Quick Reference
| Topic | File | Key Trap |
|---|
| CI/CD and DAGs | INLINECODE0 | Coupling training/inference deps |
| Model serving |
serving.md | Cold start with large models |
| Drift and alerts |
monitoring.md | Only technical metrics |
| Versioning |
reproducibility.md | Not versioning preprocessing |
| GPU infrastructure |
gpu.md | GPU request = full device |
Critical Traps
Training-Serving Skew:
- - Preprocessing in notebook ≠ preprocessing in service → silent bugs
- Pandas in notebook → memory leaks in production (use native types)

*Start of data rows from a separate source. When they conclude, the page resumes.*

PR #1089, opened 2026-09-10
[SDK-717] Fix stale customAction replay when handler returns false

joaodordio:
# 📝 Summary
Fix stale `IterableCustomActionHandler` replay when handler returns `false`, a regression present in 3.6.5–3.10.1.

## 📖 Description
The `IterableCustomActionHandler` interface documents its boolean return value as *"Reserved for future use"*. Clients commonly return `false` (Kotlin default, follows the javadoc), and the React Native SDK wrapper always does too. Since the SDK-307 fix (3.6.5, [PR #975](https://github.com/Iterable/iterable-android-sdk/pull/975)), returning `false` was treated as "action not consumed", leaving `pendingAction` alive and causing the handler to fire again on every foreground and every `initialize()` call.

Three replay paths:
- `onForeground()` calls `processPendingAction` on every app foreground
- `initialize()` called it twice — before and after `loadLastSavedConfiguration()`
- The trampoline's `super.onResume()` triggers `onActivityResumed → onForeground → processPendingAction` on the stale action before `handlePushAction` sets the new one

**`IterableActionRunner.java`** — `callCustomActionIfSpecified` now invokes the handler and always returns `true` (consumed). Returns `false` only when the handler is `null` (SDK not yet initialized), keeping the SDK-307 retry intent intact.

**`IterableApi.java`** — removed the duplicate `processPendingAction()` call before `loadLastSavedConfiguration()` in `initialize()`. One call after full initialization is enough.

## 🧪 How to test?
Added `testCustomActionHandlerReturnFalseDoesNotReplayOnForeground` to `IterablePushActionReceiverTest`: sends a push with a handler that returns `false`, simulates a foreground event via `processPendingAction`, and asserts the handler fired exactly once.

Existing `testBackgroundCustomActionProcessedAfterSDKInit` continues to cover the SDK-307 scenario (handler null at push time, retried after initialize).

## 🧾 Changelog
Added a `Fixed` entry to `CHANGELOG.md` under `[Unreleased]` calling out affected versions 3.6.5–3.10.1.

N/A

#### 🐞 Github Issues solved
N/A

#### 📚 Docs PR if applicable
N/A

[SDK-717]: https://iterable.atlassian.net/browse/SDK-717?atlOrigin=eyJpIjoiNWRkNTljNzYxNjVmNDY3MDlhMDU5Y2ZhYzA5YTRkZjUiLCJwIjoiZ2l0aHViLWNvbS1KU1cifQ


franco-zalamena-iterable:
This solution makes the openApp fallback work correctly, but customHandlerPresent does not necessarily mean the custom handler was invoked. From what i checked, an unhandled openUrl action is also cleared when an unrelated custom-action handler is configured, preventing its foreground retry.

I though about adding improving readability with something internal like this 

enum ActionDispatchResult {
    NOT_DISPATCHED,
    DISPATCHED_WITH_FALLBACK,
    HANDLED
}

This would make it easier to distinguish when to clear the pending action or when to run it.

I think having this boolean when it actually can represent more things can be a bit confusing to debug and to understand what is the intended behavior (like the bug itself)

franco-zalamena-iterable (approved):

franco-zalamena-iterable:
I was checking this PR with some tests and realized that we introduced a new problem, currently if the app is closed and a push url is passed, we silently fail it. 

Currently on the initializeForPush we just pass the android context, not the iterable config.
Previously, we would return false in this case and then when the app was fully initialized it would be processed, but now it is returning DISPATCHED_WITH_FALLBACK
This is more specific to the openApp=false config.

We could rename NOT_DISPATCHED to RETRY_LATER and return it instead in this case, so a failed URL before full initialization should produce RETRY_LATER, not DISPATCHED_WITH_FALLBACK.

iterableapi/src/main/java/com/iterable/iterableapi/IterablePushNotificationUtil.java
```diff
@@ -55,30 +55,23 @@ static boolean processPendingAction(Context context) {
...
      */
     private static ActionDispatchResult dispatchPendingAction(Context context, PendingAction action) {
-        // Automatic tracking
+        // Defer until initialize() is called with the full SDK config. initializeForPush only
+        // sets _applicationContext; _apiKey is only set by initialize(). Checking _apiKey covers
+        // both URL actions (need urlHandler / deep link config) and custom actions (need
+        // customActionHandler). When the SDK is fully initialized, always dispatch and let
+        // IterableActionRunner return false naturally if no handler is configured — that
+        // correctly allows the openApp fallback to fire without keeping pendingAction alive.
+        if (IterableApi.sharedInstance._apiKey == null) {
```
franco-zalamena-iterable: I'm a bit reluctant of changing this to here, this will change the behavior on many calls, even if they are changing to something "more correct" i think we should stick to fixing the reported bug and add visibility and readability with this PR. Let me know what you think, i pushed a sibling branch with a similar solution but less "breaking". Let me know what you think

[proposal branch](https://github.com/Iterable/iterable-android-sdk/tree/franco-zalamena/pr-1089-proposal)

franco-zalamena-iterable (changes requested):

iterableapi/src/test/java/com/iterable/iterableapi/IterablePushActionReceiverTest.java
```diff
@@ -24,10 +24,13 @@
 import static junit.framework.Assert.assertEquals;
 import static junit.framework.Assert.assertNotNull;
 import static junit.framework.Assert.assertNull;
+import static junit.framework.Assert.assertTrue;
```
franco-zalamena-iterable: This is not used anymore

iterableapi/src/main/java/com/iterable/iterableapi/IterablePushNotificationUtil.java
```diff
@@ -19,27 +19,28 @@ static void clearPendingAction() {
...
         IterableApi.sharedInstance.setPayloadData(action.intent);
         IterableApi.sharedInstance.setNotificationData(action.notificationData);
         IterableApi.sharedInstance.trackPushOpen(action.notificationData.getCampaignId(), action.notificationData.getTemplateId(),
                 action.notificationData.getMessageId(), action.dataFields);
 
-        return IterableActionRunner.executeAction(context, action.iterableAction, IterableActionSource.PUSH);
+        return IterableActionRunner.dispatchAction(context, action.iterableAction, IterableActionSource.PUSH);
+    }
+
+    static boolean executeAction(Context context, PendingAction action) {
```
franco-zalamena-iterable: This is not used anymore from what i checked

franco-zalamena-iterable (commented):
Two things making checkstyle fail

franco-zalamena-iterable (approved):

joaodordio:
I've created the task [SDK-753](https://iterable.atlassian.net/browse/SDK-753) to tackle the flaky-ness of the tests that are separate from the work on this PR. 

[SDK-753]: https://iterable.atlassian.net/browse/SDK-753?atlOrigin=eyJpIjoiNWRkNTljNzYxNjVmNDY3MDlhMDU5Y2ZhYzA5YTRkZjUiLCJwIjoiZ2l0aHViLWNvbS1KU1cifQ

PR #1093, opened 2026-09-16
[SDK-705] IterablePushRegistrationTask as Runnable instead of AsyncTask

franco-zalamena-iterable:
# Summary

Jira: [SDK-705](https://iterable.atlassian.net/browse/SDK-705)

Replaces push registration AsyncTask orchestration with SDK-owned executors while preserving production behavior and rapid login/logout ordering.

## Behavior

- Push token acquisition, registration, disable requests, and their retries use a dedicated SDK-owned serial lane.
- A newer register or disable action invalidates stale retries from an earlier action.
- Push client callbacks continue to run on the Android main thread.
- General online API requests retain their existing thread-pool execution path.
- JWT and HTTP 5xx retry behavior remains supported on the push lane.

## Compatibility

- No public API is added or changed.
- Test injection uses package-private constructors and interfaces; no VisibleForTesting state is required.
- The final diff adds no deprecated AsyncTask invocation.

## Verification

- Focused push registration, public-flow integration, and IterableApi tests pass.
- iterableapi-ui unit tests pass.
- Checkstyle, lint, UI assembly, root consumer tests, and Android test compilation pass.
- The full core suite has only the repository-wide external notification-image failure that also reproduces on master.
- The standalone sample reaches SDK compilation and then hits its existing Kotlin 1.8 versus 1.9 data-object mismatch.

[SDK-705]: https://iterable.atlassian.net/browse/SDK-705?atlOrigin=eyJpIjoiNWRkNTljNzYxNjVmNDY3MDlhMDU5Y2ZhYzA5YTRkZjUiLCJwIjoiZ2l0aHViLWNvbS1KU1cifQ


iterableapi/src/main/java/com/iterable/iterableapi/IterablePushRegistration.java
```diff
@@ -1,19 +1,19 @@
...
+    IterablePushRegistration(Executor executor) {
+        this.executor = executor;
     }
 
-    static class IterablePushRegistrationImpl {
-        void executePushRegistrationTask(IterablePushRegistrationData data) {
-            new IterablePushRegistrationTask().execute(data);
-        }
+    void executePushRegistrationTask(IterablePushRegistrationData data) {
+        executor.execute(new IterablePushRegistrationTask(data));
```
rtlsilva, line 17: The new serial executor stops ordering the operations once ENABLE calls `registerDeviceToken()`, because that method starts another thread and returns.
A following DISABLE task can therefore enqueue `/disableDevice` before `/registerDeviceToken`, so a rapid login/logout sequence may leave the device enabled when registration lands last.

Suggest keeping registration request submission on this serial execution path and adding a deterministic enable-to-disable request-order test.

rtlsilva (changes requested):

iterableapi/src/main/java/com/iterable/iterableapi/IterablePushRegistration.java
franco-zalamena-iterable: thanks for the catch!

franco-zalamena-iterable:
Stack review update after the rebase:

- The ordering concern remains addressed: push actions and their register/disable HTTP submissions use the same dedicated serial push lane.
- Deterministic coverage protects enable-to-disable ordering and prevents stale registration retries after a newer push action.
- The existing review discussion is preserved.
- The remaining deprecated request AsyncTask findings are intentionally removed by stacked SDK-707 rather than duplicating that migration into SDK-705.

Check, BCIT, changelog, Java analysis, and the main build job passed. I have rerun the two failed jobs after confirming their failures were the external notification-image assertion and one instrumentation response timeout.

Ready for another review.

franco-zalamena-iterable:
Rerun follow-up: the unit job now fails only on the repository-wide external IterableNotificationTest.testNotificationImage assertion. The instrumentation rerun reproduced the lower-stack AsyncTask response timeout in IterableApiResponseTest; that suite passes on SDK-706 once the deep-link lane is separated and passes on SDK-707 after request AsyncTask is removed. The push ordering coverage and BCIT remain green.

franco-zalamena-iterable:
@rtlsilva SDK-705 is ready for re-review in 8d7e9e35.

The ordering concern is now handled across the complete push flow: registration and disable submissions, HTTP work, 5xx retries, and JWT retries remain on the SDK-owned serial push lane, while newer actions invalidate stale retries. General online requests are restored to their original thread-pool behavior, and push callbacks remain on main.

The previous CodeQL findings were caused by newly added deprecated AsyncTask calls; those additions are gone from the final diff. Focused behavior tests, UI unit tests, static checks, root consumer tests, and Android-test compilation pass. CI is now running on the updated commit.

iterableapi/src/main/java/com/iterable/iterableapi/IterableApi.java
```diff
@@ -694,22 +695,26 @@ void setAuthToken(String authToken, boolean bypassAuth) {
     }
 
     protected void registerDeviceToken(final @Nullable String email, final @Nullable String userId, final @Nullable String authToken, final @NonNull String applicationName, final @NonNull String deviceToken, final Map<String, String> deviceAttributes) {
-        if (deviceToken != null) {
-            if (!checkSDKInitialization() && _userIdUnknown == null) {
-                if (sharedInstance.config.enableUnknownUserActivation) {
-                    unknownUserManager.trackUnknownTokenRegistration(deviceToken);
-                }
-                return;
+        registerDeviceToken(email, userId, authToken, applicationName, deviceToken, deviceAttributes, runnable -> new Thread(runnable).start());
```
rtlsilva: This default path still starts a separate thread before submitting the registration request, so an immediately following `disablePush()` can enqueue first and overtake a manual `registerDeviceToken()` call.
That leaves the public registration path outside the dedicated serial registration/disable lane described by this PR.

Suggest submitting it through the push executor and adding deterministic `registerDeviceToken()` → `disablePush()` ordering test coverage.

rtlsilva (changes requested):

PR #7, opened 2016-09-27
Add Dependencies Badge via Gemnasium

athix:
This probably shouldn't be merged until we figure out how we want to support both Rails 4 and Rails 5 at the same time. (the out-of-date warning is because we use Rails ~> 4)


Ch4s3:
Yeah, that sounds reasonable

- Feature store values at training time ≠ serving time without proper joins
GPU Memory:
- -
requests.nvidia.com/gpu: 1 reserves ENTIRE GPU, not partial memory - MIG/MPS sharing has real limitations (not plug-and-play)

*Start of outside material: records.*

PR #10, opened 2016-10-03
Slack auth

youzik:
Just write a new provider to slack oauth2.  tests are green.

### DIFF
--- a/sorcery.gemspec
+++ b/sorcery.gemspec
@@ -1,63 +1,36 @@
-# -*- encoding: utf-8 -*-
-# stub: sorcery 0.9.1 ruby lib
+lib = File.expand_path('../lib', __FILE__)
+$LOAD_PATH.unshift(lib) unless $LOAD_PATH.include?(lib)
+require 'sorcery/version'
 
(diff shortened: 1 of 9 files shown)


athix:
Hey @youzik, thanks for the contribution! I'll try to take a look at this when I have the time. If you're interested, we also need to update our oauth for microsoft to use their new API. (Live has been deprecated in favor of liveconnect iirc)

sorcery.gemspec
```diff
@@ -1,37 +1,63 @@
-lib = File.expand_path('../lib', __FILE__)
```
arnvald: @youzik please revert all the changes in this file, they're not needed and some of them break the current way the gem is configured (e.g. it hardcodes the version of the gem instead of loading it from `Sorcery::VERSION`)

arnvald:
Except for the changes in `gemspec` it looks good to me, but I haven't tested it live

youzik:
@arnvald ok, gemspec changed.

Ch4s3:
Looks good.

- OOM on GPU kills pod with no useful logs
Model Versioning ≠ Code Versioning:
- - Model artifacts need separate versioning (MLflow, W&B, DVC)
- Training data version + preprocessing version + code version = reproducibility
- Rollback requires keeping old model versions deployable
Drift Detection Timing:
- - Retraining trigger isn't just "drift > threshold" → cost/benefit matters
- Delayed ground truth makes concept drift detection lag weeks
- Upstream data pipeline changes cause drift without model issues
Scope
This skill ONLY covers:
- - CI/CD pipelines for models
- Model serving and scaling
- Monitoring and drift detection
- Reproducibility practices
- GPU infrastructure patterns
Does NOT cover: ML algorithms, feature engineering, hyperparameter tuning.
快速参考
| 主题 | 文件 | 关键陷阱 |
|---|
| CI/CD与DAG | pipelines.md | 训练/推理依赖耦合 |
| 模型服务 |
serving.md | 大模型冷启动 |
| 漂移与告警 | monitoring.md | 仅关注技术指标 |
| 版本管理 | reproducibility.md | 未对预处理进行版本控制 |
| GPU基础设施 | gpu.md | GPU请求=整卡占用 |
关键陷阱
训练-服务偏差:
- - 笔记本中的预处理 ≠ 服务中的预处理 → 静默错误
- 笔记本中的Pandas → 生产环境内存泄漏(应使用原生类型)
- 训练时的特征存储值 ≠ 未正确关联时的服务时值
GPU内存:
- - requests.nvidia.com/gpu: 1 占用整张GPU,而非部分内存
- MIG/MPS共享存在实际限制(非即插即用)
- GPU OOM会导致Pod被杀死且无有效日志
模型版本 ≠ 代码版本:
- - 模型产物需要独立版本管理(MLflow、W&B、DVC)
- 训练数据版本 + 预处理版本 + 代码版本 = 可复现性
- 回滚需保留旧模型版本的可部署状态
漂移检测时机:
- - 重训练触发条件不仅是漂移 > 阈值 → 需考虑成本效益
- 延迟的真实标签会导致概念漂移检测滞后数周
- 上游数据管道变更引发的漂移并非模型问题
范围
本技能仅涵盖:
- - 模型的CI/CD流水线
- 模型服务与弹性伸缩
- 监控与漂移检测
- 可复现性实践
- GPU基础设施模式
不涵盖:机器学习算法、特征工程、超参数调优。